Enquanto eram divulgados hoje (20) os resultados, mostrando o movimento centrista Unidade bem posicionado em segundo lugar, muitas pessoas expressavam desconfiança hoje.
"Estou surpresa... Por que as pessoas decidiram de repente apoiá- los?" perguntou a engenheira Yelena Alexeyevna, de 43 anos.
O Unidade teve o apoio entusiástico do popular primeiro-ministro Vladimir Putin. A bênção do premier parece ter sido suficiente para catapultar o Unidade direto para os primeiros lugares, disputando cabeça-a-cabeça com os comunistas pela maioria na Câmara baixa do parlamento.
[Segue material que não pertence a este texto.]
PR #26454, opened 2026-03-29
[supervisord-utilities-rs] Wait for syslog connection to be established

MavChtz:
#### Why I did it
The new Rust listener fails if it starts before the syslog daemon is initialized. This occurs because it attempts to connect to the socket without retrying on failure.

This wasn't an issue with the Python version since the Python syslog library would only establish the connection to the syslog daemon once the first message was being sent.

#### How I did it
The connection to the syslog daemon is repeatedly attempted on failure every second.

#### How to verify it
1. Run `sudo config reload`
2. Run `supervisorctl status` for any container (e.g swss)
3. Observe `RUNNING` instead of `FATAL`
4. Repeat at least ten times due the unpredictable nature of this issue

- [x] 202511
This was introduced with https://github.com/sonic-net/sonic-buildimage/pull/24698.

-  [x]  202511

Wait for syslog connection to be established in supervisord-utilities-rs.

🐈🐱

### DIFF
--- a/src/sonic-supervisord-utilities-rs/src/proc_exit_listener.rs
+++ b/src/sonic-supervisord-utilities-rs/src/proc_exit_listener.rs
@@ -11,6 +11,7 @@ use std::collections::HashMap;
 use std::fs::File;
 use std::io::{self, BufRead, BufReader, Read};
 use std::os::unix::io::AsRawFd;
+use std::thread;
 use std::process;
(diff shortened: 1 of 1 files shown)


MavChtz:
Closing in favour of https://github.com/sonic-net/sonic-buildimage/pull/26840/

"Este é o tipo de mentalidade que o povo tem: Votamos em qualquer um que nos ordenam votar", disse Galina Velikzhanova, uma microbiologista aposentada de 59 anos, que passeava com seu neto de 18 meses num parque no centro de Moscou.
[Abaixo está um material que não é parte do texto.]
PR #26486, opened 2026-03-31
[FRR] Support NHG information encoding and send to fpmsyncd for RIB/FIB

GaladrielZhao:
#### Why I did it
This is one of the RIB/FIB PRs, to support sending enough NHG information to construct FIB in fpmsyncd.

#### How I did it
Use sonic-fib's Data Schema to encode zebra nexthop information as JSON string and send it to fpmsyncd as part of the RIB/FIB project. The modifications are in dplane_fpm_sonic.c and supervisord.conf.j2, and can be divided into four logical parts.

1 zebra info -> C_NextHopGroupFull -> C++ NextHopGroupFull -> JSON string
    Add feature to build C_NextHopGroupFull (defined in sonic-fib),
    and call sonic-fib's C-API to construct C++ NextHopGroupFull,
    then return the JSON string back to zebra.

2 Encode JSON string as message and send to fpmsyncd:
    Implement the encoding function and modify the fpm_nl_enqueue's
    DPLANE_OP_NH_XXXX case to call the new one.

3 Add DEVICE_METADATA config to enable RIB/FIB feature
    Read DEVICE_METADATA.localhost.nhg_fib from ConfigDB to conditionally
    pass the --nhg-fib flag to zebra at startup via supervisord.conf.j2,
    enabling the RIB/FIB NHG full encoding.

4 vtysh command to control FIB log level at runtime
    Add `fpm fib-log-level <debug|info|warn|error>` command to dynamically
    adjust the FIB library log level, bridging fib::LogLevel in sonic-fib
    with zebra's native logging system.

#### How to verify it
- Phoenixwing test
- PR sanity

image

### DIFF
--- a/src/sonic-frr/dplane_fpm_sonic/dplane_fpm_sonic.c
+++ b/src/sonic-frr/dplane_fpm_sonic/dplane_fpm_sonic.c
@@ -2749,6 +2749,22 @@ static ssize_t netlink_nexthopgroupfull_msg_encode(uint16_t cmd,
 		struct C_NextHopGroupFull c_nhg;
 		const struct C_NextHopGroupFull *c_nhg_ptr = &c_nhg;
 
+		memset(&c_nhg, 0, sizeof(c_nhg));
+
+		/* Defensive bounds check on array count */
+		if (dplane_ctx_get_nhe_nh_grp_full_count(ctx) >
+			    (MULTIPATH_NUM * MAX_NHG_RECURSION) + 1 ||
+		    dplane_ctx_get_nhe_depends_count(ctx) > MULTIPATH_NUM + 1 ||
+		    dplane_ctx_get_nhe_dependents_count(ctx) > MULTIPATH_NUM + 1) {
+			zlog_err(
+				"%s: C_NextHopGroupFull array count exceeds bounds: nh_grp_full_count=%u, depends_count=%u, dependents_count=%u",
+				__func__, dplane_ctx_get_nhe_nh_grp_full_count(ctx),
+				dplane_ctx_get_nhe_depends_count(ctx),
+				dplane_ctx_get_nhe_dependents_count(ctx));
+			free_c_nexthopgroupfull(&c_nhg);
+			return -1;
+		}
+
 		/*
 		 * We also distinguish between a "group" and a singleton similar
 		 * as what is done in netlink_nexthop_msg_encode.
--- a/src/sonic-frr/dplane_fpm_sonic/dplane_fpm_sonic.c
+++ b/src/sonic-frr/dplane_fpm_sonic/dplane_fpm_sonic.c
@@ -59,7 +59,19 @@
 #include "fpm/fpm.h"
 #include "lib/srv6.h"
 #include "lib/vrf.h"
+#include <nexthopgroup/c_nexthopgroupfull.h>
 #include <nexthopgroup/c-api/nexthopgroup_capi.h>
+
+/* Global flag set by zebra --nhg-fib command-line option. */
+extern bool zebra_nhg_fib_enabled;
+
+/* FIB log level constants, aligned with fib::LogLevel in nexthopgroup_debug.h */
+enum fib_log_level {
+	FIB_LOG_LEVEL_DEBUG = 0,
+	FIB_LOG_LEVEL_INFO  = 1,
+	FIB_LOG_LEVEL_WARN  = 2,
+	FIB_LOG_LEVEL_ERROR = 3,
+};
 
 #define SOUTHBOUND_DEFAULT_ADDR INADDR_LOOPBACK
 #define SOUTHBOUND_DEFAULT_PORT 2620
@@ -103,6 +115,8 @@ enum custom_nlmsg_types {
 	RTM_DELSRV6VPNROUTE		= 3001,
 	RTM_NEWSIDLIST			= 4000,
 	RTM_DELSIDLIST			= 4001,
+	RTM_NEWNHGFIB			= 5000,
+	RTM_DELNHGFIB			= 5001,
 };
 
 /* Custom Netlink attribute types */
@@ -130,7 +144,7 @@ enum custom_rtattr_encap_srv6 {
 	FPM_ROUTE_ENCAP_SRV6_ENCAP_UNSPEC		= 0,
 	FPM_ROUTE_ENCAP_SRV6_VPN_SID			= 1,
 	FPM_ROUTE_ENCAP_SRV6_ENCAP_SRC_ADDR		= 2,
-	FPM_ROUTE_ENCAP_SRV6_PIC_ID			= 3,
+	FPM_ROUTE_ENCAP_SRV6_NH_RECEIVED_ID		= 3,
 	FPM_ROUTE_ENCAP_SRV6_NH_ID  			= 4,
 	FPM_ROUTE_ENCAP_SRV6_ENCAP_SIDLIST_NAME		= 5,
 	FPM_ROUTE_ENCAP_SRV6_ENCAP_SIDLIST_LEN		= 6,
@@ -170,6 +184,10 @@ enum custom_rtattr_srv6_localsid_action {
 	FPM_SRV6_LOCALSID_ACTION_UDT46				= 21,
 };
 
+enum custoem_rtattr_nexthop_group {
+	FPM_NHA_JSON_STR				= 2,
+};
+
 static const char *prov_name = "dplane_fpm_sonic";
 
 static atomic_bool fpm_cleaning_up;
@@ -181,6 +199,8 @@ struct fpm_nl_ctx {
 	bool connecting;
 	bool use_nhg;
 	bool use_route_replace;
+	bool use_nhg_fib;
+	enum fib_log_level fib_log_level;
 	struct sockaddr_storage addr;
 
 	/* data plane buffers. */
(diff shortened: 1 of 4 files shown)


eddieruan-alibaba (dismissed):

eddieruan-alibaba (dismissed):

src/sonic-frr/dplane_fpm_sonic/dplane_fpm_sonic.c
```diff
@@ -130,7 +144,7 @@ enum custom_rtattr_encap_srv6 {
 	FPM_ROUTE_ENCAP_SRV6_ENCAP_UNSPEC		= 0,
 	FPM_ROUTE_ENCAP_SRV6_VPN_SID			= 1,
 	FPM_ROUTE_ENCAP_SRV6_ENCAP_SRC_ADDR		= 2,
-	FPM_ROUTE_ENCAP_SRV6_PIC_ID			= 3,
+	FPM_ROUTE_ENCAP_SRV6_NH_RECEIVED_ID		= 3,
```
venkit-nexthop, line 147: Is RECEIVED same as ORIGINAL described in the HLD?
If yes can we please keep names consistent with the documentation. Can you either change this, or the document (all locations, so that it is not confusing).

src/sonic-frr/dplane_fpm_sonic/dplane_fpm_sonic.c
```diff
@@ -2582,26 +3014,44 @@ static int fpm_nl_enqueue(struct fpm_nl_ctx *fnc, struct zebra_dplane_ctx *ctx)
...
+					 __func__);
+				return 0;
+			}
+		} else {
+			rv = netlink_nexthop_msg_encode(RTM_DELNEXTHOP, ctx, nl_buf,
+							sizeof(nl_buf), true);
+			if (rv <= 0) {
+				zlog_err("%s: netlink_nexthop_msg_encode failed",
+					 __func__);
+				return 0;
```
venkit-nexthop, line 3222: This is missing the `dplane_ctx_set_status(ctx, ZEBRA_DPLANE_REQUEST_FAILURE);` which was present earlier. This is also true later below. Why is that?

src/sonic-frr/dplane_fpm_sonic/dplane_fpm_sonic.c
```diff
@@ -1106,6 +1199,192 @@ static bool has_srv6_localsid_nexthop(struct zebra_dplane_ctx *ctx)
...
+		/* set nexthop type */
+		c_nhg->type = nh->type;
+
+		is_recurisve = true;
+	}
+
+	/* set nh_grp_full_list */
+	const struct nh_grp_full *nh_grp_full_list = dplane_ctx_get_nhe_nh_grp_full(ctx);
+	for (uint32_t i = 0; i < dplane_ctx_get_nhe_nh_grp_full_count(ctx); i++) {
+		c_nhg->nh_grp_full_list[i].id = nh_grp_full_list[i].id;
```
venkit-nexthop, line 1242: bounds check for c_nhg ?

src/sonic-frr/dplane_fpm_sonic/dplane_fpm_sonic.c
```diff
@@ -1517,7 +1796,7 @@ static ssize_t netlink_vpn_route_msg_encode(int cmd,
 	if (!nest)
 		return false;
 
-    if (!nl_attr_put32(&req->n, datalen, FPM_ROUTE_ENCAP_SRV6_PIC_ID, pic_id)){
+    if (!nl_attr_put32(&req->n, datalen, FPM_ROUTE_ENCAP_SRV6_NH_RECEIVED_ID, nhg_received_id)){
```
venkit-nexthop, line 1799: Does this change break existing fpmsyncd code?

src/sonic-frr/dplane_fpm_sonic/dplane_fpm_sonic.c
GaladrielZhao: Many thanks for your review. Yes, RECEIVED is the same as ORIGINAL in the HLD. I've updated every location in HLD (doc/ribfib/ribfib.md and the corresponding diagram filename) (https://github.com/sonic-net/SONiC/pull/2060) to use RECEIVED for consistency.

src/sonic-frr/dplane_fpm_sonic/dplane_fpm_sonic.c
GaladrielZhao: It was deleted by mistake. Fixed, thanks.

src/sonic-frr/dplane_fpm_sonic/dplane_fpm_sonic.c
GaladrielZhao: Thanks, added.

src/sonic-frr/dplane_fpm_sonic/dplane_fpm_sonic.c
GaladrielZhao: This won't break fpmsyncd. This PR only updates the SRv6 VPN route encoding path adapting to the RIB/FIB. The message structure itself remains unchanged and FRR upstream does not yet enable sending this message, so with this change fpmsyncd won't see any new behavior. The downstream handling function in fpmsyncd will be updated in the follow-up PRs to complete the RIB/FIB logic implementation.

eddieruan-alibaba:
@venkit-nexthop  can you help to review it again? @GaladrielZhao  has already addressed all your comments.

src/sonic-frr/dplane_fpm_sonic/dplane_fpm_sonic.c
```diff
@@ -1106,6 +1199,192 @@ static bool has_srv6_localsid_nexthop(struct zebra_dplane_ctx *ctx)
...
+
+		/* set nexthop type */
+		c_nhg->type = nh->type;
+
+		is_recurisve = true;
+	}
+
+	/* set nh_grp_full_list */
+	const struct nh_grp_full *nh_grp_full_list = dplane_ctx_get_nhe_nh_grp_full(ctx);
+	for (uint32_t i = 0; i < dplane_ctx_get_nhe_nh_grp_full_count(ctx); i++) {
```
selva-nexthop, line 1241: Here we copy `nh_grp_full_list` / depends / dependents without checking against the array sizes on the `C_NextHopGroupFull` side. Zebra already has overflow checks — we should probably do the same here so we don't write past the end of the struct.

src/sonic-frr/dplane_fpm_sonic/dplane_fpm_sonic.c
```diff
@@ -1106,6 +1199,192 @@ static bool has_srv6_localsid_nexthop(struct zebra_dplane_ctx *ctx)
...
+	c_nhg->key = key;
+
+	/* set nhg_flags */
+	c_nhg->nhg_flags = dplane_ctx_get_nhe_nhg_flags(ctx);
+	bool is_recurisve = false;
+	/*
+	 * For recursive NH, we keep the nexthop information for convergence handling
+	 */
+	if (CHECK_FLAG(c_nhg->nhg_flags, NEXTHOP_GROUP_RECURSIVE)) {
+		const struct nexthop *nh = nhg->nexthop;
```
selva-nexthop, line 1230: For recursive NHGs we use `nhg->nexthop` without a NULL check. If that group ever comes through empty, zebra will crash. A quick guard would be good.

src/sonic-frr/dplane_fpm_sonic/dplane_fpm_sonic.c
```diff
@@ -3645,20 +4121,67 @@ static int fpm_nl_new(struct event_loop *tm)
...
+    if (level < current_log_level &&  !IS_ZEBRA_DEBUG_FPM) {
+        return;
+    }
+
+    /*
+     * Direct stderr — FRR convention for FIB path debugging
+     * We can't use FRR's zlog here because no API for forwarding va_list, and
+     * we want to preserve the original log level and formatting as much as possible.
+     */
+    fprintf(stderr, "[ZEBRA:FIB] %s:%d (%s) ", file, line, func);
```
selva-nexthop, line 4163: The FIB log path is writing straight to `fprintf(stderr)`. I understand the va_list limitation with zlog, but this will bypass the normal FRR log file / syslog setup and be annoying to operate. Could we format into a buffer and then call `zlog_debug`?

src/sonic-frr/dplane_fpm_sonic/dplane_fpm_sonic.c
```diff
@@ -1106,6 +1199,192 @@ static bool has_srv6_localsid_nexthop(struct zebra_dplane_ctx *ctx)
...
+	for (uint32_t i = 0; i < dplane_ctx_get_nhe_dependents_count(ctx); i++) {
+		c_nhg->dependents[i] = dependents[i];
+	}
+
+	/* set nexthop srv6 information if present */
+	if (nh->nh_srv6 != NULL) {
+		/* Get the default SRv6 context which contains seg6's src IP */
+		struct zebra_srv6 *srv6 = zebra_srv6_get_default();
+
+		c_nhg->nh_srv6 = malloc(sizeof(struct C_nexthop_srv6));
```
selva-nexthop, line 1334: If `malloc` for `nh_srv6` / `seg6_segs` fails, we keep going with a partial object and still try to encode JSON. Better to fail the encode and mark the dplane request as failed in that case.

src/sonic-frr/patch/series
```diff
@@ -85,3 +85,4 @@
 0114-Provide-interface-when-installing-uninstalling-SRv6-uA-SIDs.patch
 0115-zebra-Update-promiscuity-flag-silently-without-route.patch
 0116-zebra-keep-route_node-lock-in-NB-RIB-route-lookup_next.patch
+0117-Add-Dplane-definitions-and-functions-for-ribfib.patch
```
selva-nexthop, line 88: The embedded 0117 patch is only a subset of FRR#21415, and it already diverges a bit (`OPTION_NHG_FIB` is 2005 here vs 2004 upstream because of `kernel-mac-ext-learn`). How are we planning to keep these in sync as 21415 moves?

src/sonic-frr/dplane_fpm_sonic/dplane_fpm_sonic.c
```diff
@@ -170,6 +184,10 @@ enum custom_rtattr_srv6_localsid_action {
 	FPM_SRV6_LOCALSID_ACTION_UDT46				= 21,
 };
 
+enum custoem_rtattr_nexthop_group {
```
selva-nexthop, line 187: Small nits while I'm here: `custoem_rtattr_nexthop_group` and `is_recurisve` look like typos. Also `FPM_NHA_JSON_STR = 2` with nothing at 1 — intentional so we leave room for `NHA_ID`?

O Unidade é uma criação do Kremlin, formado às pressas no final de setembro para contrabalancear a influência do partido centrista de oposição Mãe Pátria-Toda a Rússia, liderado pelo ex-primeiro- ministro Yevgeny Primakov e o prefeito de Moscou, Yuri Luzhkov - ambos duros adversários do presidente Boris Yeltsin.
Na campanha eleitoral, o Unidade conseguiu ampla e favorável cobertura da mídia pró-Kremlin. Mas aparentemente poucos russos acreditavam que ele disputaria a liderança.
"Estou terrivelmente chocada. Não pensava que o governo estava forte o suficiente para dar um tapa na cara (do Mãe Pátria-Toda a Rússia)", afirmou outra eleitora, uma musicista de 50 anos que se identificou apenas como Alla.
O Unidade é liderado pelo ministro de Situações Emergenciais, Sergei Shoigu - que é amplamente respeitado como chefe de uma eficiente agência de resgate e que não está envolvido em acusações de corrupção, mas que é demasiadamente taciturno e irascível para ser um político bem sucedido.
O número dois do movimento é outra figura pública com perfil improvável para a política - o tricampeão olímpico de luta romana Alexander Karelin. Entre os demais candidatos do partido Unidade estão vários empresário pouco conhecidos e governadores regionais que têm visões políticas bastante diferentes.
"Isso não é um partido - um bombeiro... e um lutador", disse o engenheiro Igor Pantyushin, de 54 anos. "O objetivo desse chamado partido é apoiar o governo de Putin - e o que ocorrerá se o governo fizer alguma besteira delirante?"
Até agora, entretanto, a maioria dos russos está satisfeita com as políticas de Putin. O duro tratamento que ele tem dado à guerra da Chechênia, num momento em que a maioria das pessoas está frustrada com a inatividade do presidente Yeltsin e suas contínuas enfermidades, traduziu-se em amplo apoio a Putin.
"Ninguém sabe exatamente como é Putin. Ele é uma incógnita - mas ele começou a fazer alguma coisa e as pessoas aplaudiram", afirmou Velizkhanina.
O Unidade também parece dever algum de seu apoio a pessoas que querem romper a dominação comunista na Duma, e votaram numa alternativa que parecia menos condenável.
"Acho que as pessoas escolheram o mal menor", disse Alla, a musicista. "Foi uma repetição do que tivemos em 1996, quando as pessoas votaram em Yeltsin e contra (o líder comunista Gennady) Zyuganov".